A voz dela produzia em mim todas as emoções,todos os momentos de pausa interior, numa técnica transida de “suspense”. O genial Gabriel García Márquez roubou-me este livro: devia ter sido eu a escrevê-lo.
e a pena ler…
Lélia Pereira Nunes
Uma declaração de amor ao Livro. Faço com prazer e proclamo sem qualquer pudor: incontáveis
as madrugadas e manhãs que eu acordo abraçada em ti. Bem juntinho, sentindo teu corpo firme,
tua maciez e teu cheiro inconfundível. Contigo não existe solidão. Apenas um mundo imenso a
desvendar vida. A vida que se alonga e que fazes vibrar em infinito dentro de mim.
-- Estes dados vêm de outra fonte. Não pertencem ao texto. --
PR #25549, opened 2026-05-03
feat(provider): add Featherless AI provider

ArEnSc:
### Issue for this PR

Closes # (none)

### Type of change

- [ ] Bug fix
- [x] New feature
- [ ] Documentation

### What does this PR do?

Makes Featherless.ai work in opencode, with a client-side concurrency gate to prevent 429s.

Featherless bills by concurrency-cost reservation, not tokens. Each model has a cost weight, the plan buys a budget, and any request that would push `used_cost > limit` returns a 429. Firing a few concurrent requests just hits a wall of them. The gate sits between the AI SDK and the wire and queues locally so this doesn't happen.

The integration follows existing patterns: a `featherless:` entry in `custom()` (same shape as `anthropic`, `openai`, `azure`) and `options.fetch` injection (same trick `google-vertex` uses for auth headers). The gate, cost cache, FIFO waiter queue, SSE listener, and stream-close release wrapper all live in `src/provider/sdk/featherless/`. Core touch in `provider.ts` is 27 lines and only calls out to the SDK — easy to remove later.

Featherless isn't in models.dev, so I bundled a small seed (11 popular models) that gets injected as a synthetic config-provider entry. Users see Featherless in `/connect` without touching `opencode.json`. The seed goes away once a models.dev PR lands for Featherless.

The release-on-stream-close detail came from probing the live API: Featherless holds the slot for the full response stream and frees it ~60ms after the last chunk. Releasing on response-headers-received would over-admit and re-introduce 429s. The wrapper handles natural completion, consumer cancel, and read error — exactly once across all three.

Unit: 40 tests covering admission, FIFO ordering, SSE-driven drain, reconnect, idempotent release, cold-start, and corrupt-cache handling. Use fake feeds + stubbed fetch.

End-to-end: `script/featherless-smoke.ts` against the real Featherless API. Fires 4 small (cost 1) + 2 large (cost 4) concurrent streaming completions and asserts zero 429s. With a saturated account (`limit=8, used_cost=20` from other sessions already in flight), the gate queued all six, drained them as SSE reported released slots, and all six completed without a 429. An earlier run of the same script — before I added a snapshot fetch to `start()` — produced one 429, which is how the cold-start blindness bug got caught.

### Screenshots / recordings

N/A — no UI changes. Featherless and its models appear through the existing `/connect` and model picker dialogs.

### Checklist


ArEnSc:
@thdxr Please review, this is a special provider, this is code to ensure that its properly utilized

ArEnSc:
@adamdotdevin @thdxr can you take a look at this thanks

ArEnSc:
If this touches the core too much, lmk it was only 12 lines in the providers section.

PR #33684, opened 2026-06-24
fix(session): finalize assistant finish on aborted tool input

### LINKED ISSUE #33687: Interrupted assistant messages retain non-error finish value (orphan tool-input-start abort)
## Bug

When an LLM stream is interrupted after `tool-input-start` but before `tool-call` or `step-finish` arrives, the assistant message is left in an inconsistent state:

- `assistantMessage.error` is set correctly
- Tool parts are correctly marked `error` / `Tool execution aborted` / `interrupted`
- **But `assistantMessage.finish` is never updated** — it retains whatever value it had before the interruption (often `undefined` in real sessions, or the initial fixture value)

This causes downstream consumers (continuation loops, session exports, UI) to misinterpret the aborted message — either treating it as still in-progress (no finish) or as successfully completed (stale finish value).

## Root cause

In `packages/opencode/src/session/processor.ts`, the `halt()` function handles terminal errors. The `ContextOverflowError` + non-auto-compaction branch already sets `finish = "error"` (line 929), but the **general terminal branch** that handles all other errors (abort, provider failure, etc.) only sets `error` without setting `finish`.

## Expected behavior

An assistant message that terminates via `halt()` should always have `finish` set to `"error"`, consistent with the existing `ContextOverflowError` path.

chenhaipeng:
### Issue for this PR

Closes #33687

### Type of change

- [x] Bug fix
- [ ] New feature
- [ ] Documentation

### What does this PR do?

When a stream is aborted after `tool-input-start` but before `tool-call`/`step-finish`, `halt()` sets `assistantMessage.error` but never sets `assistantMessage.finish`. The message keeps its previous finish value (often `undefined`), so downstream code can't tell the message terminated via error.

The fix is one line: set `ctx.assistantMessage.finish = "error"` in the terminal branch of `halt()`, matching what the `ContextOverflowError` non-auto-compaction branch already does a few lines above.

Added a regression test (`finalize orphan tool input starts as aborted`) that:
- Pushes a `toolHang` stream (tool-input-start then hang)
- Waits for the pending tool part to appear
- Interrupts the fiber
- Asserts the tool part is `error` / `Tool execution aborted` / `interrupted: true`
- Asserts the stored assistant message has `finish: "error"`

Confirmed the test fails on the current `dev` (finish is the stale initial value) and passes after the fix.

Full `processor-effect.test.ts` suite: 16/16 pass. Typecheck clean across all 31 workspace packages (pre-push hook). `oxlint` clean on changed files.

### Screenshots / recordings

N/A — no UI change.

### Checklist


chenhaipeng:
Updated the PR description to use the [PR template](../blob/dev/.github/pull_request_template.md) with all required sections. Also opened #33687 and linked it via `Closes #33687`.

Issue #27604, opened 2026-05-14
[FEATURE]: ** At now LSP doesn't work for files that have no extension, like `Dockerfile`, `Makefile`, `Containerfile`, or `CHANGELOG`.


gorsing:
### Feature hasn't been suggested before.

- [x] I have verified this feature I'm about to request hasn't been suggested before.

## Description

Currently, opencode matches LSP servers to files **only by extension** via the `extensions` field. This doesn't work for files that have no extension, like `Dockerfile`, `Makefile`, `Containerfile`, or `CHANGELOG`.

The JSON schema for LSP server entries (`additionalProperties: false`) doesn't include a `filePatterns` field, even though users commonly try to add it expecting it to work.

## Example configuration that doesn't work

```json
{
  "lsp": {
    "docker": {
      "command": ["docker-langserver", "--stdio"],
      "extensions": [".dockerfile"],
      "filePatterns": ["**/Dockerfile", "**/Dockerfile.*", "**/Containerfile", "**/Podmanfile"]
    }
  }
}
```

- `filePatterns` is silently ignored (or causes a validation error) because it's not in the schema
- `extensions: [".dockerfile"]` doesn't match the actual file `Dockerfile` (no extension)

## Expected behavior

Add `filePatterns` support to the LSP config schema and matching logic, so users can associate LSP servers with files by glob patterns in addition to (or instead of) file extensions.

For example:

```json
{
  "lsp": {
    "docker": {
      "command": ["docker-langserver", "--stdio"],
      "extensions": [".dockerfile"],
      "filePatterns": ["**/Dockerfile", "**/Dockerfile.*", "**/Containerfile"]
    },
    "make": {
      "command": ["some-make-lsp", "--stdio"],
      "filePatterns": ["**/[Mm]akefile", "**/Makefile.*"]
    }
  }
}
```

Related docs: https://opencode.ai/docs/lsp

PR #33690, opened 2026-06-24
fix(lsp): match extensionless filenames in extensions config

### LINKED ISSUE #33372: LSP extension matching broken for extensionless files (e.g. wscript, Makefile, Dockerfile)
## Bug

LSP servers configured with extensionless filenames in the `extensions` array never activate. This affects any extensionless file that should be treated as Python, such as `wscript` files used by the [waf build system](https://waf.io).

## Root cause

The extension matching logic falls back to the full absolute path when a file has no extension:

```javascript
let m = z1.parse(K).ext || K
```

For `/home/user/project/subdir/wscript`, `path.parse(K).ext` is `""`, so `m` becomes the full path. `extensions.includes(m)` then never matches `"wscript"`.

## Suggested fix

```javascript
let m = z1.parse(K).ext || z1.basename(K)
```

## Reproduction

```jsonc
"lsp": {
  "pyright": {
    "command": ["pyright-langserver", "--stdio"],
    "extensions": [".py", ".pyi", "wscript"]
  }
}
```

Open any file named `wscript`. The LSP server never starts.

## Version

OpenCode 1.17.9

Celibistrial:
### Issue for this PR

Closes #33372

### Type of change

- [x] Bug fix
- [ ] New feature
- [ ] Documentation

### What does this PR do?

LSP servers configured with an extensionless filename in `extensions` (e.g. `wscript`, `Makefile`, `Dockerfile`) never activate.

The match logic was:

```ts
const extension = path.parse(file).ext || file
```

For a file with no extension, `path.parse(file).ext` is `""`, so `extension` falls back to the full absolute path. `server.extensions.includes("wscript")` then never matches, because the value being compared is `/home/user/project/wscript`, not `wscript`.

The fix falls back to the basename instead:

```ts
const extension = path.parse(file).ext || path.basename(file)
```

Now an extensionless file compares as `wscript` / `Dockerfile`, which matches the configured entry. Files that do have an extension are unchanged — `.ext` is truthy so the fallback never runs.

The same `.ext || file` pattern existed in two places in `lsp.ts` (`getClients` and `hasClients`); both are changed. This also fixes the built-in `DockerfileLS` server, which declares `extensions: [".dockerfile", "Dockerfile"]` but never started for a bare `Dockerfile`.

Confirmed the path behavior directly with Node:

- `path.parse("/home/user/project/wscript").ext` → `""`, so old code yielded the full path `/home/user/project/wscript` (no match); new code yields `wscript` (matches a configured `"wscript"`).
- `path.parse("/a/b/foo.py").ext` → `.py`, fallback not taken, behavior unchanged.
- `Dockerfile` → `Dockerfile`.

### Screenshots / recordings

N/A — not a UI change.

### Checklist

### DIFF
--- a/packages/opencode/src/lsp/lsp.ts
+++ b/packages/opencode/src/lsp/lsp.ts
@@ -212,7 +212,7 @@ export const layer = Layer.effect(
       if (!containsPath(file, ctx)) return [] as LSPClient.Info[]
       const s = yield* InstanceState.get(state)
       const clients = yield* Effect.promise(async () => {
-        const extension = path.parse(file).ext || file
+        const extension = path.parse(file).ext || path.basename(file)
         const result: LSPClient.Info[] = []
         let updated = 0
 
@@ -331,7 +331,7 @@ export const layer = Layer.effect(
       const ctx = yield* InstanceState.context
       const s = yield* InstanceState.get(state)
       return yield* Effect.promise(async () => {
-        const extension = path.parse(file).ext || file
+        const extension = path.parse(file).ext || path.basename(file)
         for (const server of Object.values(s.servers)) {
           if (server.extensions.length && !server.extensions.includes(extension)) continue
           const root = await server.root(file, ctx)


Hotragn:
Heads up — I opened #37741, which includes the matcher change from this PR plus the languageId piece (extensionless files were still resolving to `languageId: "plaintext"`, so even once the dockerfile server matched, it wouldn't actually analyze the file). I credited this PR there. Since this one's been open a while, I figured a complete, tested fix might help it land — happy to defer if you'd prefer to add the languageId part here instead.

Celibistrial:
Thanks for catching the languageId piece ,you're right that the matcher alone doesn't get the server to actually analyze the file. Your PR is the complete fix and closes https://github.com/anomalyco/opencode/issues/27604 too. Closing this in favor of https://github.com/anomalyco/opencode/pull/37741.

Hotragn:
Appreciate it, @Celibistrial — and thanks for the matcher fix that kicked this off; I credited it in #37741. Gracious of you to hand it over. 🙏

Impossível citar um livro. A infidelidade é absoluta. São tantos! Livros que chegam e ficam. Não
partem jamais.
Por isso, não faço declaração de preferência. Quero lembrar os 50 anos de “Cem Anos de Solidão” do colombiano Gabriel Garcia
Márquez, o autor que mudou o rumo da literatura moderna na América Latina. Um livro onde a ficção e os absurdos da realidade latino-americana
se encontram e se cruzam no tempo e no espaço. O realismo mágico e histórico de “Cem Anos de Solidão” marcou toda uma geração.
Nuno Costa Santos
Com os livros podemos e devemos ser infiéis. Podemos saltar de um livro para outro sem que haja ofensas e ressentimentos pelo meio. Haverá
livros decisivos e canónicos na vida de uma pessoa,mas existem sempre outros que, se não foram determinantes, tiveram o seu papel em certo momento.
Portanto, se há uma declaração de amor a fazer, é uma declaração aos livros, aos que nos confrontaram com os nossos medos, aos que nos
fizeram rir enquanto os líamos numa esplanada,aos que foram uma recomendação de um amigo, aquele que diz: “Tens de o ler. Este livro é a tua cara!”.
Falando em amigos, tiro da estante o livro “Mesa de Amigos”, com versões de poesia por Pedro da Silveira, em edição da Assírio & Alvim, de 2002.
Escolho-o não só por trazer versões de bons poemas escritos por vozes de nacionalidades muito distintas, mas porque o título é todo um programa
– e só de o pronunciar sinto-me bem, apaziguado. Imagino um grupo de cúmplices à volta da mais essencial e íntima das superfícies. E esses amigos
podem ser livros, espalhados, desordenados, em montinhos que juntam géneros diferentes, autores distantes. Ficam à conversa, aqui à minha
frente. E continuam, quando me vou deitar.
Paula de Sousa Lima
Só um livro guarda com correção o rumor das ondas a debruçarem-se sobre a areia e a fulgência
do sol a espraiar-se em inteireza sobre a terra. Só um livro guarda a ternura do sorriso completo de
uma criança feliz. Por isso, amo os livros como amo a natureza e as crianças.
E porque há livros me permitem deixar de ser “um bicho da terra tão pequeno”, homenageio Os Lusíadas.